§ **Exercise prompt**:
Return verbatim all lines from the first one in the records to the line with "PR #4525, opened 2024-07-01", both ends kept.

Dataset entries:

--------------------------------

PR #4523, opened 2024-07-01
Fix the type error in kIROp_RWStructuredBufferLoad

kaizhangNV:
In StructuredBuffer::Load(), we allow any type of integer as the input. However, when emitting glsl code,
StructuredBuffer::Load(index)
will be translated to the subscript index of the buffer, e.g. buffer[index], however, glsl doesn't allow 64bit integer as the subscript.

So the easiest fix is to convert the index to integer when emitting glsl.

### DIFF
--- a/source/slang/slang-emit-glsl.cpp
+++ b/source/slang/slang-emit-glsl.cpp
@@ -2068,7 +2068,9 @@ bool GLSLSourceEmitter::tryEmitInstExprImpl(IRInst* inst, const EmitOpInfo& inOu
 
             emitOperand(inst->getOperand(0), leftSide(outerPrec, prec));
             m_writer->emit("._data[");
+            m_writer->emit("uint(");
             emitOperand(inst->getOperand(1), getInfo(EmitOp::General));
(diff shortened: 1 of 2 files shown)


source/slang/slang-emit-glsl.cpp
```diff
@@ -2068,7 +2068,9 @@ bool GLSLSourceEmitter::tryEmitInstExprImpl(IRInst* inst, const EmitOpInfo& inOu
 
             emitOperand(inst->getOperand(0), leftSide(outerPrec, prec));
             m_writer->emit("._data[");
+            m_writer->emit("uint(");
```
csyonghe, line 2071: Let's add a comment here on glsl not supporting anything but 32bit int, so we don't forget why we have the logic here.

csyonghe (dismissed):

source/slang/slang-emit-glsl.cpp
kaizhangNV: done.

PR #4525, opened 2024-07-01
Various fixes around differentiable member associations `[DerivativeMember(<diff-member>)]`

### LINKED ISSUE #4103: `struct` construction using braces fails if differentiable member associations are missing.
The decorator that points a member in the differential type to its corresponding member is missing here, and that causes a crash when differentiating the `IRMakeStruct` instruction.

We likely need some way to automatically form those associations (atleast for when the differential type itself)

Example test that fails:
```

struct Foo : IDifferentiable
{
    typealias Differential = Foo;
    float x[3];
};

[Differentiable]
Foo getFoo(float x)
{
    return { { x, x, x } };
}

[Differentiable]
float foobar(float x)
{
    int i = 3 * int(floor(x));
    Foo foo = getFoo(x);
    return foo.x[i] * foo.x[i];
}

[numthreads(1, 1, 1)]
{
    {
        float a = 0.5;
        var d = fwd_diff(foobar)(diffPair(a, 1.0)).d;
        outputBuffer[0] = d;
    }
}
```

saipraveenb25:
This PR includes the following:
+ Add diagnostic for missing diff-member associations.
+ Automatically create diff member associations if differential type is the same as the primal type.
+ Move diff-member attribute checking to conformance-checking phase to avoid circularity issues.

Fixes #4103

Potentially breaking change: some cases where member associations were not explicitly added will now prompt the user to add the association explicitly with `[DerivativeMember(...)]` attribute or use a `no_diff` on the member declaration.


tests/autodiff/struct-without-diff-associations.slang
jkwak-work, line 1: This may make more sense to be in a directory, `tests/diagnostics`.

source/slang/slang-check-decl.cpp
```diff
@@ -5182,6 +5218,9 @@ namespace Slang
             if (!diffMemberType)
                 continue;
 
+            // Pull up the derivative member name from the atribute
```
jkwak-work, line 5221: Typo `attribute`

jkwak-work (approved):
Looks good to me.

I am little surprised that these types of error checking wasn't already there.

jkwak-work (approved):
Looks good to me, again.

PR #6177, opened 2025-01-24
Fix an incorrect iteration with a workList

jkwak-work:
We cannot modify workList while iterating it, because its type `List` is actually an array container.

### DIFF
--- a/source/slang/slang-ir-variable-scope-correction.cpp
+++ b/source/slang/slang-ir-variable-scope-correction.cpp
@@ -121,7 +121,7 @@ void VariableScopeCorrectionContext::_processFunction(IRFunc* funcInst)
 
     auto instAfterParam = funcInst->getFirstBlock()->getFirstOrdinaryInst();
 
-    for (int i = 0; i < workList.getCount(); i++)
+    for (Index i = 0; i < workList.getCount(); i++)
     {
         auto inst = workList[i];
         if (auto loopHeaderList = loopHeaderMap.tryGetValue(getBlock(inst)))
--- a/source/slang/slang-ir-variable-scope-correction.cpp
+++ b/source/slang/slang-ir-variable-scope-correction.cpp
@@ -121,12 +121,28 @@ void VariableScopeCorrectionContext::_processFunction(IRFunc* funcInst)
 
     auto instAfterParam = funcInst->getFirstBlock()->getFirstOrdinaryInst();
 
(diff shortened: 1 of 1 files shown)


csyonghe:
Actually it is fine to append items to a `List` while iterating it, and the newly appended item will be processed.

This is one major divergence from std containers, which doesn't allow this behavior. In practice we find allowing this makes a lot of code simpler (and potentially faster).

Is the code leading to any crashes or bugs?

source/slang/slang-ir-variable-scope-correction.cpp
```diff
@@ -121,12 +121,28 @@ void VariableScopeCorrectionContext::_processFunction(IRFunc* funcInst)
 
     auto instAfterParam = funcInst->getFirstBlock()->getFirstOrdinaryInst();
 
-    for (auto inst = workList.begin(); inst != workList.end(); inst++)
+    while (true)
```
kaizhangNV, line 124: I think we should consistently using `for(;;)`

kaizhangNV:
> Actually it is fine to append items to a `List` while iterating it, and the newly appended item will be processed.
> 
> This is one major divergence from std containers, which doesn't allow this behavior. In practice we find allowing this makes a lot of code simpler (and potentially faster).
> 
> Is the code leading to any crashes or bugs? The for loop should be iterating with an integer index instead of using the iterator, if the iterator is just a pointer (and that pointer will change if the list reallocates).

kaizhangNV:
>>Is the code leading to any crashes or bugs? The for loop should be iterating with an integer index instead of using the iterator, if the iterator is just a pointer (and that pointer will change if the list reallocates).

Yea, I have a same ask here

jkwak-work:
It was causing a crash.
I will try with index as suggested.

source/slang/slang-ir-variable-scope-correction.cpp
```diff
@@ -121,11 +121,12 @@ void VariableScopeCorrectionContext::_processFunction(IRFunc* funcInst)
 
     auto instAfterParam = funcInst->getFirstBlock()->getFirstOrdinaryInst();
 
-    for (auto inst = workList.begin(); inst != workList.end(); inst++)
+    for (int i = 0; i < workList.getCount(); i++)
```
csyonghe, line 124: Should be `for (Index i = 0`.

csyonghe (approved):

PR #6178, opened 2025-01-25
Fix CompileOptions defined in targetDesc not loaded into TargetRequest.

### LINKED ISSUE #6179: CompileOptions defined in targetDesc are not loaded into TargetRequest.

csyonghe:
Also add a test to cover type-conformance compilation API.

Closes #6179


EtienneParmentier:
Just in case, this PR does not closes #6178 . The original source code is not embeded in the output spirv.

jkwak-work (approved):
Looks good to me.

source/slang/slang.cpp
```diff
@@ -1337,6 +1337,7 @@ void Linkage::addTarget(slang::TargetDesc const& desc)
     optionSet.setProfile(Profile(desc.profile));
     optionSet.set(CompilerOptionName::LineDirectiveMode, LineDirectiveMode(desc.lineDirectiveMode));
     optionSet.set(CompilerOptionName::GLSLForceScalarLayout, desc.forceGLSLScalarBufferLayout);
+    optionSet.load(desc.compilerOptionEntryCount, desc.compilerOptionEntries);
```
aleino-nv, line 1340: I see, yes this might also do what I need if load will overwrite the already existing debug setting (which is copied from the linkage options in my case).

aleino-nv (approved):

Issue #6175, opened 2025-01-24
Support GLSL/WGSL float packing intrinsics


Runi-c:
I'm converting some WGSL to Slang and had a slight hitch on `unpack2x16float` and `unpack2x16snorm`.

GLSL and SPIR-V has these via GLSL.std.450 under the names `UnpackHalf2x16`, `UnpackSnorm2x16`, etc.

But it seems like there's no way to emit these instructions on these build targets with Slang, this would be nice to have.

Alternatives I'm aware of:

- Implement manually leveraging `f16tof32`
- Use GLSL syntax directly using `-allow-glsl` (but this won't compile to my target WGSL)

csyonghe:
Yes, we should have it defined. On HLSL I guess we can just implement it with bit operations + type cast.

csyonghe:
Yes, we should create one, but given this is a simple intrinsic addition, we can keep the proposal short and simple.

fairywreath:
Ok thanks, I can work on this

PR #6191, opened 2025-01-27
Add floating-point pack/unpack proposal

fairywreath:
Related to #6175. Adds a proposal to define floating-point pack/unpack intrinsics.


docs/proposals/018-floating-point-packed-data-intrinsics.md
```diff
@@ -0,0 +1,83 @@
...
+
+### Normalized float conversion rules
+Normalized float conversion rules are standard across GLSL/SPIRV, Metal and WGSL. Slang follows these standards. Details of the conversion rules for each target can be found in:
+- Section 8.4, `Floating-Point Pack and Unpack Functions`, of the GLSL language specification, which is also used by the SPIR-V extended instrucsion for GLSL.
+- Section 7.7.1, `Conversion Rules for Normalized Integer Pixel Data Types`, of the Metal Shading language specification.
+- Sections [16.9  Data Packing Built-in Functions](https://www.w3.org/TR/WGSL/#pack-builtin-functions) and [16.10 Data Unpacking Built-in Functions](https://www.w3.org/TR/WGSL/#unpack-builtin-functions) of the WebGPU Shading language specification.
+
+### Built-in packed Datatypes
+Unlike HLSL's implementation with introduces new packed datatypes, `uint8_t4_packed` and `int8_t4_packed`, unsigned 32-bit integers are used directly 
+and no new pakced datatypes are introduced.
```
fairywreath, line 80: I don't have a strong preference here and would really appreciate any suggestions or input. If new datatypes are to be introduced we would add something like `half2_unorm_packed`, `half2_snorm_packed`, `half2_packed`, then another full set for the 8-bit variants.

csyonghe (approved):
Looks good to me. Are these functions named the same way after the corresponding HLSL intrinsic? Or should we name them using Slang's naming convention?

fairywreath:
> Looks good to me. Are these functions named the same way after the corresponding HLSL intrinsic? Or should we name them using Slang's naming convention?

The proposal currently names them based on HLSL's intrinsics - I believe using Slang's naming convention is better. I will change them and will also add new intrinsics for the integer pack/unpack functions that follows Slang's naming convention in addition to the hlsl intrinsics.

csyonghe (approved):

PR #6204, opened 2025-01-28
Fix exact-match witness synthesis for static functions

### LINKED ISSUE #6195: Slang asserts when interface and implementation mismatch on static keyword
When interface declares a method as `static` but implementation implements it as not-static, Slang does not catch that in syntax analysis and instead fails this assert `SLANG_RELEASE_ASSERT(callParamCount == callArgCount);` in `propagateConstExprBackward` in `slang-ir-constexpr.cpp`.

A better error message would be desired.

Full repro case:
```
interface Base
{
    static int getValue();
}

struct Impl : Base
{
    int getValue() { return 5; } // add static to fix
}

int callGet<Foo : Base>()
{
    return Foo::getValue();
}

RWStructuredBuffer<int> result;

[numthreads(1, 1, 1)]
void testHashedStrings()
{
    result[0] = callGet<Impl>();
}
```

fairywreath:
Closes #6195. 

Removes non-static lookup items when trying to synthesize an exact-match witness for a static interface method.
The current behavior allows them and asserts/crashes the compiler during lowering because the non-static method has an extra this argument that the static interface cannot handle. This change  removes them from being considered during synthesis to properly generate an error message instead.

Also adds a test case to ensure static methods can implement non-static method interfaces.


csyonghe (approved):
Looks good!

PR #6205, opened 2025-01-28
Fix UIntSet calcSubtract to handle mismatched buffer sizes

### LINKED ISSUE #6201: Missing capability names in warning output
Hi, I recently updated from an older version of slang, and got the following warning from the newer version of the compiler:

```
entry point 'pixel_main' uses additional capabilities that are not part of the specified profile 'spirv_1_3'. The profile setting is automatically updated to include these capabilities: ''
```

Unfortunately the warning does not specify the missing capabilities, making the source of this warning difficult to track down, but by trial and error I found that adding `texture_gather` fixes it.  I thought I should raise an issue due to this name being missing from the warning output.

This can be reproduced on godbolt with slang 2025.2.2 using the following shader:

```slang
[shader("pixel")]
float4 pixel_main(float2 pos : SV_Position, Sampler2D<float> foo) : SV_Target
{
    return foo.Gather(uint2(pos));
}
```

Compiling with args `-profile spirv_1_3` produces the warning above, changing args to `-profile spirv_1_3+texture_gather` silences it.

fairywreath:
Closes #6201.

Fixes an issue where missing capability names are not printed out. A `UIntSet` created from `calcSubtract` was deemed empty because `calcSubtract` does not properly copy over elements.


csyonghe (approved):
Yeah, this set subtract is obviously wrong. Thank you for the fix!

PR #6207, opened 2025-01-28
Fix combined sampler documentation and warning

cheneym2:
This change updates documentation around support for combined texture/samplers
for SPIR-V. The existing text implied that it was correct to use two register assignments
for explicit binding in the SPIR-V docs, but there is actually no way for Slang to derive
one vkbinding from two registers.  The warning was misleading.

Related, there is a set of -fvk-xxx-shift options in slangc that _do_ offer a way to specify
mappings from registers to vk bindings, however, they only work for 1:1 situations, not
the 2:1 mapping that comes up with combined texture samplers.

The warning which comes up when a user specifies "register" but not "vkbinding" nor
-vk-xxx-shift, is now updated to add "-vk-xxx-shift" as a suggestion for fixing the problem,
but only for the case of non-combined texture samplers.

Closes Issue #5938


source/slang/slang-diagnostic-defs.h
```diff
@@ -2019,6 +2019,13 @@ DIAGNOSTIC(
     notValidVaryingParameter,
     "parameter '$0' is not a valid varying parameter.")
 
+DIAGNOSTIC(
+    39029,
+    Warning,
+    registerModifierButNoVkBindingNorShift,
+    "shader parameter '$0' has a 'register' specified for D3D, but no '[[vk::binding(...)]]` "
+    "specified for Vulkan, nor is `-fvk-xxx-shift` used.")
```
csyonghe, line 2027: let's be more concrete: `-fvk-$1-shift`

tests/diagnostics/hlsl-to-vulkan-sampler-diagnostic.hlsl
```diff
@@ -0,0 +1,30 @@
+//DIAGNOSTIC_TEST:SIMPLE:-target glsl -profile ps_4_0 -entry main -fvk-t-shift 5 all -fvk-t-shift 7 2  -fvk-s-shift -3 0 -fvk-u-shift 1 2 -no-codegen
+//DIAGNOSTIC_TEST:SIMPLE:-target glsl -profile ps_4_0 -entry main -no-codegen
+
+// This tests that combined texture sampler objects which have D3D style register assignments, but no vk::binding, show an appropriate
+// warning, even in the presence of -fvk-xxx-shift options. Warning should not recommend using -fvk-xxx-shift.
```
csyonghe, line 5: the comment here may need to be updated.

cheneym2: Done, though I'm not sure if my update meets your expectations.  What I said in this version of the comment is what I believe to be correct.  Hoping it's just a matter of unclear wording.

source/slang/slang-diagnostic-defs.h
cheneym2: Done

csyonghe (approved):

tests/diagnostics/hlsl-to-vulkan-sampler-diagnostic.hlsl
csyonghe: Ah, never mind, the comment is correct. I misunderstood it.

--------------------------------

§ **Exercise answer**:
PR #4523, opened 2024-07-01
Fix the type error in kIROp_RWStructuredBufferLoad

kaizhangNV:
In StructuredBuffer::Load(), we allow any type of integer as the input. However, when emitting glsl code,
StructuredBuffer::Load(index)
will be translated to the subscript index of the buffer, e.g. buffer[index], however, glsl doesn't allow 64bit integer as the subscript.

So the easiest fix is to convert the index to integer when emitting glsl.

### DIFF
--- a/source/slang/slang-emit-glsl.cpp
+++ b/source/slang/slang-emit-glsl.cpp
@@ -2068,7 +2068,9 @@ bool GLSLSourceEmitter::tryEmitInstExprImpl(IRInst* inst, const EmitOpInfo& inOu
 
             emitOperand(inst->getOperand(0), leftSide(outerPrec, prec));
             m_writer->emit("._data[");
+            m_writer->emit("uint(");
             emitOperand(inst->getOperand(1), getInfo(EmitOp::General));
(diff shortened: 1 of 2 files shown)


source/slang/slang-emit-glsl.cpp
```diff
@@ -2068,7 +2068,9 @@ bool GLSLSourceEmitter::tryEmitInstExprImpl(IRInst* inst, const EmitOpInfo& inOu
 
             emitOperand(inst->getOperand(0), leftSide(outerPrec, prec));
             m_writer->emit("._data[");
+            m_writer->emit("uint(");
```
csyonghe, line 2071: Let's add a comment here on glsl not supporting anything but 32bit int, so we don't forget why we have the logic here.

csyonghe (dismissed):

source/slang/slang-emit-glsl.cpp
kaizhangNV: done.

PR #4525, opened 2024-07-01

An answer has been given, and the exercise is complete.